═══ EXERCISE INPUTS

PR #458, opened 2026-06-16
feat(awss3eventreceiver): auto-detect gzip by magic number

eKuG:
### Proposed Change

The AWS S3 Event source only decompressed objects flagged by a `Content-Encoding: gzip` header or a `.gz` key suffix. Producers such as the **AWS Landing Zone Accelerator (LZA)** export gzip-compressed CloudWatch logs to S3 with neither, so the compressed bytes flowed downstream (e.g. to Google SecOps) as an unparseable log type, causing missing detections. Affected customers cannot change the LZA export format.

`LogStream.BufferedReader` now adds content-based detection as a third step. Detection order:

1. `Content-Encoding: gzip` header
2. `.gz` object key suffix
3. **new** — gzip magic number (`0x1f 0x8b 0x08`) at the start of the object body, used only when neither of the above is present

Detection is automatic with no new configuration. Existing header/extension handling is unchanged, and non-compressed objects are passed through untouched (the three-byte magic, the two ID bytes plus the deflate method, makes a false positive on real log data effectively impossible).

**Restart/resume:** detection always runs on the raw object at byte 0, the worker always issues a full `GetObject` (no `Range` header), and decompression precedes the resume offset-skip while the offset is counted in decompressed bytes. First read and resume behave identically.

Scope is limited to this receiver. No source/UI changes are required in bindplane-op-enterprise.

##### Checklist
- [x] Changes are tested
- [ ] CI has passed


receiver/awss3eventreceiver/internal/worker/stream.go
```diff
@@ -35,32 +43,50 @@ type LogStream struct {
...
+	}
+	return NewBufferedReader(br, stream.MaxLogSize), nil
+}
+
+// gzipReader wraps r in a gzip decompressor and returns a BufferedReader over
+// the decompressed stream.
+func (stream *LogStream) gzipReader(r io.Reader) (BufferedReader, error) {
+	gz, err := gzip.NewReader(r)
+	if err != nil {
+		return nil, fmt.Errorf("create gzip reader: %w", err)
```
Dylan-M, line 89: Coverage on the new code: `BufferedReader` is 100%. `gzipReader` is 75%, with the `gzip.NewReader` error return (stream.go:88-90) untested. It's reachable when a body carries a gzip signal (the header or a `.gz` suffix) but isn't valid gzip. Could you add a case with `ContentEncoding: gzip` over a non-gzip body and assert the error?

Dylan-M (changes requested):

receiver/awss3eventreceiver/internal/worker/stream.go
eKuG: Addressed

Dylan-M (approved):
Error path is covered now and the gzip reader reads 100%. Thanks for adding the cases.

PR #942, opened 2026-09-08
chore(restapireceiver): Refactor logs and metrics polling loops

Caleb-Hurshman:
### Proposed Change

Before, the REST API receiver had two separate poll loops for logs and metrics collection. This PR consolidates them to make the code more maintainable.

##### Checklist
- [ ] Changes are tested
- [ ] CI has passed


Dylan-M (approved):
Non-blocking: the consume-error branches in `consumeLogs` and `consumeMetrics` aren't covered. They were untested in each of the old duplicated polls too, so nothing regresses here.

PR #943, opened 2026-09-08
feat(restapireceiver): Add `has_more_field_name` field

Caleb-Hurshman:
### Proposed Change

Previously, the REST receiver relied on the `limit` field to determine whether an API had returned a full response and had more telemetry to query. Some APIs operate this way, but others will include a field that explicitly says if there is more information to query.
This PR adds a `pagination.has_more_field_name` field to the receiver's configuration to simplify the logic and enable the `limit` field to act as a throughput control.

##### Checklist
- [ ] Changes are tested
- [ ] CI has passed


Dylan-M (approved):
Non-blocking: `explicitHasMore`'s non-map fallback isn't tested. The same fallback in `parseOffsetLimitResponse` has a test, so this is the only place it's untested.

══════
═══ EXERCISE INPUTS

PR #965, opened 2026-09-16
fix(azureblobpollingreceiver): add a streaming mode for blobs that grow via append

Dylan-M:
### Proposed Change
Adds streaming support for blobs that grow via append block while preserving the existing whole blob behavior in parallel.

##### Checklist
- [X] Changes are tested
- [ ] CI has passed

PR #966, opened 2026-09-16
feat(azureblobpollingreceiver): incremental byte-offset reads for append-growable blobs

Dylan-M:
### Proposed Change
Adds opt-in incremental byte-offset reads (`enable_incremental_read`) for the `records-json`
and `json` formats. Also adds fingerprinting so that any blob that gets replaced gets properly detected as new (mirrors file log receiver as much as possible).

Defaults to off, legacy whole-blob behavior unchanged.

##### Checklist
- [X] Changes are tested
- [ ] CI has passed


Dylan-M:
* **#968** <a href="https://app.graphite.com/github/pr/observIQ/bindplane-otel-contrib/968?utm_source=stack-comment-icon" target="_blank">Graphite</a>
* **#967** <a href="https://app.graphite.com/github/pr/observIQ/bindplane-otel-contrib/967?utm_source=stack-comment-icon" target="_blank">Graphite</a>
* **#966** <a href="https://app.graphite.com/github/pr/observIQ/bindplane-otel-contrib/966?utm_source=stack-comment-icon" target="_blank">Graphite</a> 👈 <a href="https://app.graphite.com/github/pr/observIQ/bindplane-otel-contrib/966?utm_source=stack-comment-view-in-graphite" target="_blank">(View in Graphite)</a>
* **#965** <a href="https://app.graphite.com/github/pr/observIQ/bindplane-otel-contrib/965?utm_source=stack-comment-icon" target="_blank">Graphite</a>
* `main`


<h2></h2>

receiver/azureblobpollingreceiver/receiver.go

══════
═══ EXERCISE INPUTS

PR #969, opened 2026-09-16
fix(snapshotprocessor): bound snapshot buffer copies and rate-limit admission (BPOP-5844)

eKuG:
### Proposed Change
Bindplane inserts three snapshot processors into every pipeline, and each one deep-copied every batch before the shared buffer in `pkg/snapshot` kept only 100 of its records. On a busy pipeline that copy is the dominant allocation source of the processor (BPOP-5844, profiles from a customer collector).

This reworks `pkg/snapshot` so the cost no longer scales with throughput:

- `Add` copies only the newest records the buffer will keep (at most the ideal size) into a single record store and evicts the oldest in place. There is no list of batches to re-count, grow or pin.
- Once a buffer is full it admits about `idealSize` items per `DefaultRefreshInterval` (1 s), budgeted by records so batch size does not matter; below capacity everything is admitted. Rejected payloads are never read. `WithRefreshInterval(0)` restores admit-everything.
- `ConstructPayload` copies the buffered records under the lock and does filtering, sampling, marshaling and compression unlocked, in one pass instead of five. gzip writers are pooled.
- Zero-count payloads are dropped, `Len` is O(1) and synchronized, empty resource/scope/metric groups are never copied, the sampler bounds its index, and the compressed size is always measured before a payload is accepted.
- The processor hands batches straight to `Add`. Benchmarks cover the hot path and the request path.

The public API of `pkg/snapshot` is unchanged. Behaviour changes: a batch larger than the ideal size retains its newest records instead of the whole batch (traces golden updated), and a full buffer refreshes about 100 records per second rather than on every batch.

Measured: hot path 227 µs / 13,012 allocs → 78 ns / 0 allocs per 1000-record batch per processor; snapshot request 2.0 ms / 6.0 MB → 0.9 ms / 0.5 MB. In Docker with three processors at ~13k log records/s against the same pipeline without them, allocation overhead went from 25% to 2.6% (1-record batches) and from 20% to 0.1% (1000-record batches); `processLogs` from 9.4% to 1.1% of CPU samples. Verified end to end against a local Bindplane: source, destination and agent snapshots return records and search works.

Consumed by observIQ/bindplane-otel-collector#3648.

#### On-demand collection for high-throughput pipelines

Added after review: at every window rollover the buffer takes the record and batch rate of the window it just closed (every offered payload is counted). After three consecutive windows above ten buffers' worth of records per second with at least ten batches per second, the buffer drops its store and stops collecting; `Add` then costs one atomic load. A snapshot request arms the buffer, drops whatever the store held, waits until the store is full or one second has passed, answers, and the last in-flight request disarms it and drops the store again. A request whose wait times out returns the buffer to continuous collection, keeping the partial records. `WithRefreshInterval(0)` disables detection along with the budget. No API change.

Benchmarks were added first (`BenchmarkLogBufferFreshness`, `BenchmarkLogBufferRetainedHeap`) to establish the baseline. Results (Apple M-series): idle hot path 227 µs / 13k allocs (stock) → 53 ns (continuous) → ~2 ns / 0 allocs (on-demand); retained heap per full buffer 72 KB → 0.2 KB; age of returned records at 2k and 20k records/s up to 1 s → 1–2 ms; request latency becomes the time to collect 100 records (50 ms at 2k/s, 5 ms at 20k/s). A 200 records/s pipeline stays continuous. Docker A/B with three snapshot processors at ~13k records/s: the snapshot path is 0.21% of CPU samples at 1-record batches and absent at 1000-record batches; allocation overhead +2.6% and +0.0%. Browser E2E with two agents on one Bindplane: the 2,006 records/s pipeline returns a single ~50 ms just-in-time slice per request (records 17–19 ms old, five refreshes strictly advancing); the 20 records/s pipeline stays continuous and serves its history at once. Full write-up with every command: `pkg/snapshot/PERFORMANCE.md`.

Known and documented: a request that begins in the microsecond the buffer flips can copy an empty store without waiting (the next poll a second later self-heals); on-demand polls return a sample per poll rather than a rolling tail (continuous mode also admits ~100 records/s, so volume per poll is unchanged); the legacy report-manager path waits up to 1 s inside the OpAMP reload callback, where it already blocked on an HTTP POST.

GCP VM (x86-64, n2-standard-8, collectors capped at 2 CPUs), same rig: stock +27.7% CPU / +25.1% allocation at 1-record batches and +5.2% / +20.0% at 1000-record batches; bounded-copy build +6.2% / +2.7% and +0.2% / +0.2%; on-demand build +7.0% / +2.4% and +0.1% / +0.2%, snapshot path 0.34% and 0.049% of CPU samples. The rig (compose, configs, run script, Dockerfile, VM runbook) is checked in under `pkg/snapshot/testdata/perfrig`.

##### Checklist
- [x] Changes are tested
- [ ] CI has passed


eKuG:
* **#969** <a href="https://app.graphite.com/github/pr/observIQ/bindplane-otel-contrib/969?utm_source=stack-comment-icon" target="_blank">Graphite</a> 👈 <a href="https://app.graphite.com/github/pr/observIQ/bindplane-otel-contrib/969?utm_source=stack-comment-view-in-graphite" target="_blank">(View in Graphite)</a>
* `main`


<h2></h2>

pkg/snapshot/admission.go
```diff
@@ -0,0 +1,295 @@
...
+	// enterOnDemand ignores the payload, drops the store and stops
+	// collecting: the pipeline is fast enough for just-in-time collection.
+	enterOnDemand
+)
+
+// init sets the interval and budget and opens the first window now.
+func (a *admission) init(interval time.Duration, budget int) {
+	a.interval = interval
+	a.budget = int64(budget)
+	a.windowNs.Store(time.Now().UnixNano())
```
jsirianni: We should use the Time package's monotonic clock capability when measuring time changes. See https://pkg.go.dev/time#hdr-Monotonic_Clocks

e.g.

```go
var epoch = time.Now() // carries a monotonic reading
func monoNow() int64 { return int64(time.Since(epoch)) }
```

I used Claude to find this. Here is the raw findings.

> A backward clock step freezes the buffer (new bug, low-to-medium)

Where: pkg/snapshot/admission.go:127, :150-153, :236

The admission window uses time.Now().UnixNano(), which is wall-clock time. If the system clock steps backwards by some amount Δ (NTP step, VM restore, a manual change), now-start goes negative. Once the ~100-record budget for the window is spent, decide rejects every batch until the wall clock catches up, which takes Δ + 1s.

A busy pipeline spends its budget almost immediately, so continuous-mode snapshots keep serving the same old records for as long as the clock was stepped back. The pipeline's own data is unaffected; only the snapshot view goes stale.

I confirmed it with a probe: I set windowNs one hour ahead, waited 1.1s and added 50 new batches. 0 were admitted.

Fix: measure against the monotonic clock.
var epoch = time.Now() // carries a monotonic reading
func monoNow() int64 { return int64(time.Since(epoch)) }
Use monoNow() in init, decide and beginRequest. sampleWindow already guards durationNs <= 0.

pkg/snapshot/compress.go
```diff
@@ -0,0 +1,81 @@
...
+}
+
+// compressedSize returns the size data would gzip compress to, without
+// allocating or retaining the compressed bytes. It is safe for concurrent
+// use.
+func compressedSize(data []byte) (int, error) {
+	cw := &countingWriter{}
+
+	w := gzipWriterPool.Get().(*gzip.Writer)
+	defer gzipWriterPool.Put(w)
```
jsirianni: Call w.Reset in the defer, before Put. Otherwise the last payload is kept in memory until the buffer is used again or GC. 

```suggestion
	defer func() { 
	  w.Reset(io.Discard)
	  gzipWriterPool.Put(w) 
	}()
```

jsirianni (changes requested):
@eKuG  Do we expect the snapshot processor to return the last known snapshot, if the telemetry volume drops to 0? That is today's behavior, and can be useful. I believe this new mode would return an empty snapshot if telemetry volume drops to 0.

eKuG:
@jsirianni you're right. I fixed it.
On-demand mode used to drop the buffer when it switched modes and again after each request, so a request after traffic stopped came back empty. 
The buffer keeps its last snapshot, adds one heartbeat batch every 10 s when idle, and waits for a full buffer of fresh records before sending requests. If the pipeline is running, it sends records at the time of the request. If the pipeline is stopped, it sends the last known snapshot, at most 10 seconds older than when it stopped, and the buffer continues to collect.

══════

TASK STATEMENT: Reproduce each line of the data containing the word "Reset".

RESPONSE TO THE TASK:
jsirianni: Call w.Reset in the defer, before Put. Otherwise the last payload is kept in memory until the buffer is used again or GC. 
	  w.Reset(io.Discard)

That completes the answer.